YCB response: As referenced in points 2, 7 and 12 above this has been provided.

 

15 Little work seems to have been done to reduce the numbers of Agency and As and When staff – to move colleagues who have been working well in the service into more permanent positions.

YCB response:   We will always need to use Agency and As and When staffbecause of the fluctuating utilisation of our services, however we will always aim to keep usage to a minimum. There has been considerable usage over the past few months due to the restructure in our services, which has meant keeping posts vacant so that staff who are at risk have had the opportunity to apply for these posts. This should reduce once we are fully staffed again and all vacancies filled.

 

16 UNISON is unclear why there is a need for a Director of Social Care employed by The Barnet Group. The core business of Barnet Homes is not providing Social Care. The deletion of this post is one easy saving to make.

YCB response: The post of Director of Care and Support (not Social Care) is about achieving economies of scale across the whole Barnet Group, which includes Sheltered Housing and Assist as well as YCB. A significant part of the role will be working with the Director of Growth and Development in maximising on-going and new business in Care and Support. The new Director has considerable experience and a track record of leading on growth; this salary has also been benchmarked and YCB’s contribution will reduce by 9.5%. Developing new income streams will support the future financial viability of YCB.

 

17 The lack of evidence and therefore unhelpful speculations from YCB about the ability for the service to grow raises serious doubt as to whether the post of Director of Growth and Development for The Barnet Group is sustainable.

YCB response: The post of Director of Growth and Development did not form part of this consultation and is therefore irrelevant (but see YCB response to point 16 above).

 

18 Ultimately the crisis for YCB has been created by the fact of it being a Local Authority Trading Company. This has led to it being put into the position of taking out a £1 million commercial loan from Barnet Homes requiring a 6% interest repayment. We believe the conditions of this loan need to be explored further with Barnet Homes and renegotiated.

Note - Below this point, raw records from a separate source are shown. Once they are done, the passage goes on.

PR #823, opened 2024-01-15
DataFrame.transpose/2 column names length check in elixir

lkarthee:


lib/explorer/data_frame.ex
```diff
@@ -4260,12 +4260,19 @@ defmodule Explorer.DataFrame do
...
+      cond do
+        columns == nil ->
+          for i <- 0..(df_length - 1), do: "column_#{i}"
+
+        length(columns) == df_length ->
+          columns
+
+        true ->
+          raise ArgumentError,
+                "lengths don't match: Length of new column names must be the same as the row count."
```
josevalim, line 4275:
```suggestion
                "length of :columns names #{length} must be the same as the row count (#{n_rows})"
```

josevalim:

YCB response:The Barnet Homes loan was to help fund the transition in the way YCB was being paid (from payment in advance in year 1 to payment in arrears in year 2) which resulted in a cash flow issue. This is therefore a ‘catch up’ position not an actual deficit position. The £400k deficit relates exclusively to actual income and expenditure and is quite separate from the loan arrangement. Even if the loan repayments were re-negotiated this level of saving would still be required.